I am pleased to announce that we have had enough interest to open a German-Spanish forum.  I am also happy that we have Elroy around to moderate it for us. 

So for anyone confused, German-Spanish questions go here, and German to/from all other languages including English go in the "German" forum. 

Mike


----------



## TrentinaNE

Congratulations, Mike, on a "new birth" for the WR forums!  Just one question: Is Elroy ever allowed to sleep?    

Elisabetta


----------



## Jana337

Great.  I hope the new forum catches on soon.


----------



## cherine

Congratulations, Mike and Elroy, for the new forum. May it prosper and be very successful. 


TrentinaNE said:


> Just one question: Is Elroy ever allowed to sleep?

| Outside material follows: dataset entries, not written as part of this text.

PR #370, opened 2016-09-22
Taruti/kbfs 1466 number of open handles

taruti:
* Add tracking of number of open files per mount to dokan
* Add a `K:\.kbfs_number_of_handles` that exposes it as an integer


zanderz:
oh wait, and maybe also CI?

taruti:
Good note on the locking, I simplified it so we only hold one lock at a time.

taruti:
CI appears to be nonrelated.

PR #373, opened 2016-09-23
dokan: Try to load dll on ancient machines without KB2533623

taruti:
This is bad. Users really should install security fixes for Windows that are >5 years old.


zanderz:
LGTM :thumbsup:

PR #384, opened 2016-09-28
libdokan: Handle deletions after renames properly

taruti:
Fix bug.

### DIFF
--- a/libdokan/dir.go
+++ b/libdokan/dir.go
@@ -104,13 +104,12 @@ func (f *Folder) getFolderBranch() libkbfs.FolderBranch {
 }
 
 // forgetNode forgets a formerly active child with basename name.
-func (f *Folder) forgetNode(node libkbfs.Node) {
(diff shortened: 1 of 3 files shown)


libdokan/dir.go
```diff
@@ -486,6 +486,8 @@ func (d *Dir) Cleanup(ctx context.Context, fi *dokan.FileInfo) {
 	defer func() { d.folder.reportErr(ctx, libkbfs.WriteMode, err) }()
 
 	if fi != nil && fi.IsDeleteOnClose() && d.parent != nil {
+		d.folder.fs.renameAndDeletionLock.Lock()
```
zanderz: Unlocking with defer means that this lock is still held curing the call to forgetNode(), below, which I see attempts to acquire `f.mu`, which looks dangerous to me.

taruti:
Added documentation about the order of locking.

taruti:
Jenkins failure not related.

zanderz:
Thank you! LGTM :thumbsup:

PR #402, opened 2016-10-04
libkbfs: Throttling should not cause error state

taruti:
Don't push the connection status error down if it is just throttling.


taruti:
Related to https://github.com/keybase/client/issues/4476

PR #406, opened 2016-10-05
run identify in cryptkeys and plumb through IdentifyTrackBreaks

songgao:
Hi there,

This PR is to:

1. make `GetTLFCryptKeys` to run identify;
2. support chat specific behavior of identify, i.e. not fail but plumb through the proof failures

There's virtually no tests for the new stuff yet, but I wanted to see how people feel about this. If this look good, I'll add some tests before merging!

### DIFF
--- a/libkbfs/identify_util.go
+++ b/libkbfs/identify_util.go
@@ -13,14 +13,7 @@ import (
 	"golang.org/x/net/context"
 )
 
-func identifyUID(ctx context.Context, nug normalizedUsernameGetter,
-	identifier identifier, uid keybase1.UID, isPublic bool) error {
-	_, _, err := identifyUIDWithIdentifyBehavior(ctx,
-		nug, identifier, uid, isPublic, keybase1.TLFIdentifyBehavior_DEFAULT_KBFS)
-	return err
-}
-
-func identifyUIDWithIdentifyBehavior(ctx context.Context,
+func identifyUIDWithBehavior(ctx context.Context,
 	nug normalizedUsernameGetter, identifier identifier, uid keybase1.UID,
 	isPublic bool, identifyBehavior keybase1.TLFIdentifyBehavior) (
 	libkb.NormalizedUsername, *keybase1.IdentifyTrackBreaks, error) {
@@ -45,27 +38,20 @@ func identifyUIDWithIdentifyBehavior(ctx context.Context,
 		fallthrough
 	case keybase1.TLFIdentifyBehavior_DEFAULT_KBFS:
 		userInfo, err = identifier.Identify(ctx, username.String(), reason)
-		if err != nil {
-			// Convert libkb.NoSigChainError into one we can report.  (See
-			// KBFS-1252).
-			if _, ok := err.(libkb.NoSigChainError); ok {
-				return "", nil, NoSigChainError{username}
-			}
-			return "", nil, err
-		}
 	case keybase1.TLFIdentifyBehavior_CHAT_GUI:
 		userInfo, breaks, err = identifier.IdentifyForChat(
 			ctx, username.String(), reason)
-		if err != nil {
-			// Convert libkb.NoSigChainError into one we can report.  (See
-			// KBFS-1252).
-			if _, ok := err.(libkb.NoSigChainError); ok {
-				return "", nil, NoSigChainError{username}
-			}
-			return "", nil, err
-		}
 	default:
 		return "", nil, errors.New("unknown identifyBehavior")
+	}
+
+	if err != nil {
+		// Convert libkb.NoSigChainError into one we can report.  (See
+		// KBFS-1252).
+		if _, ok := err.(libkb.NoSigChainError); ok {
+			return "", nil, NoSigChainError{username}
+		}
+		return "", nil, err
 	}
 
 	if userInfo.Name != username {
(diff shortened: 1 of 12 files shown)


maxtaco:
I really think @strib or @akalin-keybase or someone on KBFS should weight in too

libkbfs/identify_util.go
```diff
@@ -5,68 +5,139 @@
...
 
-func identifyUID(ctx context.Context, nug normalizedUsernameGetter, identifier identifier, uid keybase1.UID, isPublic bool) error {
+func identifyUID(ctx context.Context, nug normalizedUsernameGetter,
+	identifier identifier, uid keybase1.UID, isPublic bool) error {
+	_, _, err := identifyUIDWithIdentifyBehavior(ctx,
+		nug, identifier, uid, isPublic, keybase1.TLFIdentifyBehavior_DEFAULT_KBFS)
+	return err
+}
+
+func identifyUIDWithIdentifyBehavior(ctx context.Context,
```
strib: Having a double "identify" in the name is confusing.  Maybe just `identifyUIDWithBehavior`?

libkbfs/identify_util.go
```diff
@@ -5,68 +5,139 @@
...
+	"errors"
 	"fmt"
 
 	"github.com/keybase/client/go/libkb"
 	"github.com/keybase/client/go/protocol/keybase1"
 	"golang.org/x/net/context"
 )
 
-func identifyUID(ctx context.Context, nug normalizedUsernameGetter, identifier identifier, uid keybase1.UID, isPublic bool) error {
+func identifyUID(ctx context.Context, nug normalizedUsernameGetter,
```
strib: Also, this is a small style nit, but I try to organize functions so that within a file they only call functions that are above them in the file.  Not a style requirement, but you'd make me happy if you reorganized these functions that way!

libkbfs/interfaces.go
```diff
@@ -298,6 +298,9 @@ type KeybaseService interface {
 	// popups spawned.
 	Identify(ctx context.Context, assertion, reason string) (UserInfo, error)
 
+	IdentifyForChat(ctx context.Context, assertion, reason string) (
```
strib: I'd prefer a name less chat-specific, since later on we could have other app types that want the same behavior.  Maybe `IdentifyAndAllowTrackBreaks`?

strib: Also, please include an explanatory comment.

libkbfs/interfaces.go
```diff
@@ -378,6 +381,8 @@ type identifier interface {
 	// necessary.  The reason string is displayed on any tracker
 	// popups spawned.
 	Identify(ctx context.Context, assertion, reason string) (UserInfo, error)
+	IdentifyForChat(ctx context.Context, assertion, reason string) (
```
strib: Same here.

libkbfs/tlf_handle.go
```diff
@@ -931,40 +919,78 @@ func ParseTlfHandle(
...
+		if err != nil {
+			return nil, nil, err
+		}
+
+		return nil, nil, TlfNameNotCanonical{name, string(h.GetCanonicalName())}
+	case keybase1.TLFIdentifyBehavior_CHAT:
+		breaks, err := identifyHandleWithIdentifyBehavior(ctx, kbpki, kbpki, h,
+			keybase1.TLFIdentifyBehavior_CHAT)
+		if err != nil {
+			return nil, breaks, err
```
strib: Should return a `nil` breaks, here and below, when there's an error.

libkbfs/tlf_handle.go
```diff
@@ -931,40 +919,78 @@ func ParseTlfHandle(
...
+		}
+
+		if string(h.GetCanonicalName()) != name {
```
strib: Why does this come after the identifies in this case?  I guess you're trying to force identifies to happen during parsing, to avoid plumbing `behavior` all the way through `KBFSOps`?  I don't really think that strategy is going to work, since in the case where we're initializing a new folder that didn't exist before, KBFS will do another identify with the default behavior, which will break if there are broken tracker statements.

I think it would be better to still short-circuit the identifies here if the name is canonical, and instead plumb `behavior` into `KBFSOpsStandard.getOrInitializeNewMDMaster`.  Then, you'd have to add an explicit call to identify somewhere if a) the TLF already existed on the servers, and b) there isn't yet a `folderBranchOps` with `identifyDone=true`.  And when creating a new folder, you'd have to plumb the behavior through to `folderBranchOps.SetInitialHeadToNew`.  I can't see a way around this.

If it's too painful to plumb the behavior forward and the breaks backwards through all those codepaths, it probably makes sense to use the context strategy like we discussed on the phone call.

strib: Also, if KBFS has already done the full identify (e.g., `folderBranchOps.identifyDone = true`), this PR does extra work on every `GetTLFCryptKeys` RPC.

songgao: Ah, I didn't realize that; somehow I was thinking that was the only place that runs identify. Although what's the purpose of running identify here originally (before returning canonical name if it's not canonical)?

songgao: Also I have a few more questions:

1) what should the behavior be like if the TLF is first time being accessed? Should identify fail to avoid creating it at all, or go ahead and create it but just don't set `identifyDone` to `true`, so that next time a normal KBFS operation happens, it'd run identify with KBFS behavior again?

2) if the answer for 1) is latter, is it what "And when creating a new folder, you'd have to plumb the behavior through to folderBranchOps.SetInitialHeadToNew. " is about? If the answer for 1) is former, could you explain that a bit?

Thanks!

strib: > Ah, I didn't realize that; somehow I was thinking that was the only place that runs identify. Although what's the purpose of running identify here originally (before returning canonical name if it's not canonical)?

The issue as I recall (@akalin-keybase should correct me if I'm wrong) is that the resolve calls (which turn an `@` assertion into a username) don't actually check the proofs, it only relies on the Keybase database.  So if there were any assertions in the original name, we have to do an identify here to make sure it is safe to return the canonicalized name.

> 1) what should the behavior be like if the TLF is first time being accessed? Should identify fail to avoid creating it at all, or go ahead and create it but just don't set identifyDone to true, so that next time a normal KBFS operation happens, it'd run identify with KBFS behavior again?

Not sure I follow your question.  If `IdentifyForChat` fails, then the folder should definitely not be created.  If `IdentifyForChat` succeeds but with track breaks, then KBFS still needs to do a regular identify later -- whether or not you make a `folderBranchOps` or not doesn't make much difference to me.  If `IdentifyForChat` succeeds without any track breaks, then you can create a `folderBranchOps` and set `identifyDone=true`.

> 2) if the answer for 1) is latter, is it what "And when creating a new folder, you'd have to plumb the behavior through to folderBranchOps.SetInitialHeadToNew. " is about? If the answer for 1) is former, could you explain that a bit?

`GetTLFCryptKeys` can end up calling `folderBranchOps.SetInitialHeadToNew` if the TLF doesn't exist yet on the servers, and that will eventually call `Identify2`.  If you don't plumb anything through, it will do the regular identify, which you don't want.  If the folder already existed on the servers, you should add an explicit identify in `getOrInitializeNewMDMaster` when it is being called for chat purposes.

songgao: Got it; Thanks Jeremy!

songgao:
Closing in favor of https://github.com/keybase/kbfs/pull/411

PR #414, opened 2016-10-10
folder_branch_ops: check last flush error when waiting for journal

strib:
Issue: KBFS-1609


strib:
@akalin-keybase: FYI I will probably merge this when CI passes, since we just ran into it and needed to manually repair a TLF.

PR #415, opened 2016-10-11
Push KBFS to docker hub if triggered by client master

jzila:
r? @songgao


jzila:
@songgao 1. is incorrect, 2. is correct. We can make 1. true, but it'll slow down client builds by a lot (because it won't start KBFS tests until client tests have passed)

Sleep ?! But he doesn't sleep. I know at least one other mod who doesn't  


Mabrouk for the new forum, dear Elroy


----------



## Hockey13

Just a matter of interest:

There's more interest in a German-Spanish forum than a German-English forum??


----------



## Jana337

Hockey13 said:


> Just a matter of interest:
> 
> There's more interest in a German-Spanish forum than a German-English forum??


German-English questions are dealt with in the general German forum which also hosts monolingual threads and accomodates other languages in reasonable proportions.

Jana


----------



## Hockey13

Jana337 said:


> German-English questions are dealt with in the general German forum which also hosts monolingual threads and accomodates other languages in reasonable proportions.
> 
> Jana


 
So because one of the main languages of the German forum is English anyway, you've decided to keep English-German questions there?


----------



## Jana337

Hockey13 said:


> So because one of the main languages of the German forum is English anyway, you've decided to keep English-German questions there?

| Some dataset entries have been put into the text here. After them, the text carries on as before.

PR #416, opened 2016-10-11
kbfs_ops_test: fix ReIdentify test flake

strib:
This test tried to get around the fact that reidentifies were
asynchronous by sending twice on the reidentify channel.
Unfortunately, that led to a race, where identifyDone could be set
back to false by the second send, after the final identify was done.

Instead, the reidentify loop can explicitly signal when it's finished.

Issue: KBFS-1553

### DIFF
--- a/libkbfs/kbfs_ops_test.go
+++ b/libkbfs/kbfs_ops_test.go
@@ -337,14 +337,15 @@ func TestKBFSOpsGetRootNodeReIdentify(t *testing.T) {
 	require.NoError(t, err)
 	assert.True(t, fboIdentityDone(ops))
 
-	// The channel is not buffered, when the second value is received
-	// the first round of marking for reidentify will be done.
+	// Mark everything for reidentifying, and wait for it to finish
+	// before checking.
 	kop := config.KBFSOps().(*KBFSOpsStandard)
-	kop.reIdentifyControlChan <- struct{}{}
-	kop.reIdentifyControlChan <- struct{}{}
+	returnCh := make(chan struct{})
+	kop.reIdentifyControlChan <- returnCh
+	<-returnCh
 	assert.False(t, fboIdentityDone(ops))
 
-	// Trigger identify.
+	// Trigger new identify.
 	lState = makeFBOLockState()
 	_, err = ops.getMDLocked(ctx, lState, mdReadNeedIdentify)
 	require.NoError(t, err)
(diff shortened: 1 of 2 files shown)


libkbfs/kbfs_ops_test.go
```diff
@@ -337,14 +337,15 @@ func TestKBFSOpsGetRootNodeReIdentify(t *testing.T) {
...
-	// The channel is not buffered, when the second value is received
-	// the first round of marking for reidentify will be done.
+	// Mark everything for reidentifying, and wait for it to finish
+	// before checking.
 	kop := config.KBFSOps().(*KBFSOpsStandard)
-	kop.reIdentifyControlChan <- struct{}{}
-	kop.reIdentifyControlChan <- struct{}{}
+	returnCh := make(chan struct{})
+	kop.reIdentifyControlChan <- returnCh
+	<-returnCh
```
jzila: Is this the only place the channel is read?

libkbfs/kbfs_ops_test.go
```diff
@@ -337,14 +337,15 @@ func TestKBFSOpsGetRootNodeReIdentify(t *testing.T) {
 	require.NoError(t, err)
 	assert.True(t, fboIdentityDone(ops))
 
-	// The channel is not buffered, when the second value is received
-	// the first round of marking for reidentify will be done.
+	// Mark everything for reidentifying, and wait for it to finish
+	// before checking.
 	kop := config.KBFSOps().(*KBFSOpsStandard)
-	kop.reIdentifyControlChan <- struct{}{}
-	kop.reIdentifyControlChan <- struct{}{}
```
jzila: here we wrote to `reIdentifyControlChan` twice, and now we write once. Why does this work?

libkbfs/kbfs_ops_test.go
strib: Yes, the control channel is only for tests, and this is the only test that uses it.

libkbfs/kbfs_ops_test.go
strib: I tried to explain it in the PR/commit description -- the second write was just a hacky way of knowing that the results of the first write were finished, but that had unintended consequences.

jzila: I see, yeah I understood the idea from the message, just didn't understand how it could work properly (in terms of who was reading the write)

strib: It's just being read by a loop in `KBFSOpsStandard`, and each time there's something on the channel it makes `identifyDone = false`.

PR #440, opened 2016-10-19
Dokan be stricter about files vs directories

taruti:
+ Sometimes returning either a file or directory is ok
+ Sometimes returning only a file is ok
+ Sometimes returning only a directory is ok

Thus:
+ Add extra checks for debug builds
+ Add two helper methods to dokan
+ Add more checking to libdokan


zanderz:
LGTM :thumbsup:

PR #462, opened 2016-10-25
mdserver_remote: support MDv3

aalness:


aalness:
Note this just re-adds the previous change but makes the following change ontop: https://github.com/keybase/kbfs/pull/462/commits/10cf2da5c367feab89a3fe5fae2404dbe5588528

Yes. We would have kept Spanish questions in as well but they were just too many, which was unpleasant for members who do not speak that language.

One of the reasons monolingual forums were set up in Romance languages was to encourage discussion in those languages. Frequently, someone (mostly a native!!!) would barge in with an English contribution, which would sway all other participants into English. In the German forum, we do not have that problem: The core consists of natives and advanced learners who love writing in German, so we allow ourselves a bit of flexibility and switch between German and English as we need it. 

Jana


----------



## jester.

Wow, great! I'm happy to read this.


----------



## Hockey13

Ok, thanks Jana.


----------



## elroy

Think of it this way: Our current German forum consists of what would be German-English + German Only (Ausschließlich Deutsch?) + all other combinations of German and another language, which would be relegated to Other Languages. The bulk of the threads falls under the first category. 

This is the way all other "small language forums" work (Portuguese, Arabic, Hebrew, Slavic Languages, Japanese, Catalan). When one of the smaller language combinations begins to thrive, we create a new forum for it (just like we just did for German-Spanish). This is the same thing that is done for the "bigger languages," with the exception that such threads grow in Other Languages instead of the main language forums, because of the restriction to English and the respective language. You will note, for example, that French-Italian threads are in Other Languages. When we have many of these, we will consider opening a new French-Italian forum.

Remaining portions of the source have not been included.